Dataset entries:
++++++++++++++++++++

Issue #788, opened 2019-08-23
Forbid incorrectly swapped variables


sobolevn:
# Rule request

## Thesis

We need to forbid code like:

```python
a = b
b = a
```

And:

```python
temp = a
a = b
b = temp
```

The first one indicates a failed attempt to swap variables.
The second one should be rewritten to: `a, b = b, a`

https://rust-lang.github.io/rust-clippy/master/index.html#almost_swapped

milg15:
I might give it a try later

sobolevn:
Please, feel free to send a PR in case you will have the time! 👍

sobolevn:
Closed by https://github.com/wemake-services/wemake-python-styleguide/pull/877

PR #877, opened 2019-10-12
Forbid incorrectly swapped variables #788

PrVrSs:
# I have made things!

## Checklist

### DIFF
--- a/wemake_python_styleguide/logic/collections.py
+++ b/wemake_python_styleguide/logic/collections.py
@@ -2,7 +2,20 @@
 
 import ast
 from functools import partial
-from typing import Any, Iterable, List, Sequence, Tuple, Type
+from typing import (
+    Iterable,
+    List,
+    Optional,
+    Sequence,
+    Tuple,
+    Type,
+    TypeVar,
+    Union,
+    cast,
+)
+
+_NodeType = TypeVar('_NodeType')
+_DefaultType = TypeVar('_DefaultType')
 
 
 def normalize_dict_elements(node: ast.Dict) -> Sequence[ast.AST]:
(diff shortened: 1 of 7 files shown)


wemake_python_styleguide/violations/best_practices.py
```diff
@@ -1851,3 +1853,37 @@ class ApproximateConstantViolation(ASTViolation):
...
     code = 447
     error_template = 'Found approximate constant: {0}'
+
+
+@final
+class AlmostSwappedViolation(ASTViolation):
+    """
+    Forbids unpythonic swap variables.
+
+    We check for a = b; b = a sequences.
```
sobolevn: We use double backquotes to highlight the code. Please, add it to `a = b; b = a`

wemake_python_styleguide/visitors/ast/statements.py
```diff
@@ -149,9 +154,56 @@ def visit_statement_with_body(self, node: StatementWithBody) -> None:
...
         self._check_useless_node(node, node.body)
         self.generic_visit(node)
 
+    def _check_swapped_variables(
+        self,
+        body: Sequence[ast.stmt],
+    ) -> None:
+        for assigns in sequence_of_node((ast.Assign,), body):
+            self._almost_swapped(
+                cast(Sequence[ast.Assign], assigns),
```
sobolevn: Do we need a `cast` here? Why can't we return the correct type from `sequence_of_node`?

wemake_python_styleguide/visitors/ast/statements.py
```diff
@@ -149,9 +154,56 @@ def visit_statement_with_body(self, node: StatementWithBody) -> None:
...
+            )
+
+    def _almost_swapped(self, assigns: Sequence[ast.Assign]) -> None:
```
sobolevn: This method looks very complex, our linter is also marking it like so. Can you please refactor it a bit?

wemake_python_styleguide/violations/best_practices.py
PrVrSs: done

wemake_python_styleguide/visitors/ast/statements.py
PrVrSs: done

wemake_python_styleguide/visitors/ast/statements.py
PrVrSs: probably done

wemake_python_styleguide/logic/collections.py
```diff
@@ -33,30 +46,33 @@ def normalize_dict_elements(node: ast.Dict) -> Sequence[ast.AST]:
 
 
 def sequence_of_node(
-    node_type: Tuple[Type[ast.stmt]],
+    node_types: Tuple[Type[_NodeType]],
```
sobolevn: It should be `Tuple[Type[_NodeType], ...]`

PrVrSs: done

PrVrSs:
теперь правда, всегда будет по-разному: `a, b = b, a` `|`  `b, a = a, b`. Не могу сказать насколько это критично

sobolevn:
@PrVrSs can we just drop this formatting part? It does not bring much value (because we can use `show-source = true`). Will it make the source code easier? What do you think?

sobolevn:
Thanks a lot for your work. I really appreciate that. 👍

PR #883, opened 2019-10-13
Forbids redundant subscripts

### LINKED ISSUE #880: Forbid `[0:x]` and `[1:None]`, prefer `[:x]` and `[1:]`
# Rule request

## Thesis

We need to enforce consistency in several cases:
- `[0:x]` which copies all elements from the first one to `x`. We need to use `[:x]` instead. Because it is way more readable.
- `[1:None]` which copies all elements from the second to the very last one. We need to use `[1:]` instead. It is also more readable.

So, the rule is: we must omit the starting `0` and the leading `None`. Other values are fine.
Step can also be specified:  `[:0:2]` and `[1::2]`

## Reasoning

We do it for consistency reasons.

cronos2:
# I have made things!

## Checklist

## Related issues

Fixes #880


tests/test_visitors/test_ast/test_subscripts/test_redundant_subscripts.py
```diff
@@ -0,0 +1,62 @@
...
+from wemake_python_styleguide.violations.consistency import (
+    RedundantSubscriptViolation,
+)
+from wemake_python_styleguide.visitors.ast.subscripts import SubscriptVisitor
+
+usage_template = 'constant{0}'
+
+
+@pytest.mark.parametrize('expression', [
+    '[0:7]',
```
sobolevn: We need to test `[0:7:1]`

tests/test_visitors/test_ast/test_subscripts/test_redundant_subscripts.py
```diff
@@ -0,0 +1,62 @@
...
+    '[None:7]',
+    '[3:None]',
```
sobolevn: `[3:None:2]`

wemake_python_styleguide/violations/consistency.py
```diff
@@ -1784,3 +1786,52 @@ class VagueImportViolation(ASTViolation):
...
+class RedundantSubscriptViolation(ASTViolation):
+    """
+    Forbids the use of redundant components in a subscript's slice.
+
+    Reasoning:
+        We do it for consistency reasons.
+
+    Example::
+
+        # Correct:
```
sobolevn: Just two examples would be fine:

```
array[:10]
array[1:]
```

And the same for `Wrong` section:

```
array[0:10]
array[1:None]
```

wemake_python_styleguide/visitors/ast/subscripts.py
```diff
@@ -0,0 +1,66 @@
...
+        )
+
+        if not (lower_ok and upper_ok and step_ok):
+            self.add_violation(
+                consistency.RedundantSubscriptViolation(
+                    node, text=str(node),
+                ),
+            )
+
+    def _is_None(self, component_value: ast.expr) -> bool:
```
sobolevn: `_is_none`

wemake_python_styleguide/violations/consistency.py
```diff
@@ -1799,23 +1799,11 @@ class RedundantSubscriptViolation(ASTViolation):
     Example::
```
sobolevn: Can you please substitute the whole example section with:

```
    Example::

        # Correct:
        array[:7]
        array[3:]

        # Wrong:
        x[0:7]
        x[3:None]
```

tests/fixtures/noqa.py
```diff
@@ -582,3 +582,7 @@ def nested_annotation_return_func() -> Union[str, Union[int, float]]: # noqa: WP
 from json import loads  # noqa: WPS347
 from some_module import a  # noqa: WPS347
 from text import from_file  # noqa: WPS347
+
+constant[0:7]  # noqa: WPS348,WPS428
```
sobolevn: Let's replace it with `print(constant[0:7])  # noqa: WPS348`

Why? We don't need to test all kind of things here. We only test that `noqa` works fine. So, one example is enough.

wemake_python_styleguide/violations/consistency.py
cronos2: Oops, that was my bad. Will do.

tests/fixtures/noqa.py
cronos2: You mean just testing that `# noqa` works for the `[0:7]` case? Or testing the three cases but add `print` to avoid WPS428?

sobolevn: Yes, we need to test that a single `noqa` works for this violation. We also try to avoid unrelated violations. So, a single `print(constant[0:7]) # noqa: WPS348` is enough.

cronos2:
Does Travis also show "Pending" to you? The build was actually successful but it seems GitHub has not picked that up.

wemake_python_styleguide/violations/consistency.py
sobolevn: Looks like the example is still not fix. I'll help you with this one.

sobolevn:
Thanks a lot, @cronos2! That's a very useful rule.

++++++++++++++++++++

• Task:
Every line of the entries that includes "print" must be copied into the answer.

• Written response:
sobolevn: Let's replace it with `print(constant[0:7])  # noqa: WPS348`
cronos2: You mean just testing that `# noqa` works for the `[0:7]` case? Or testing the three cases but add `print` to avoid WPS428?
sobolevn: Yes, we need to test that a single `noqa` works for this violation. We also try to avoid unrelated violations. So, a single `print(constant[0:7]) # noqa: WPS348` is enough.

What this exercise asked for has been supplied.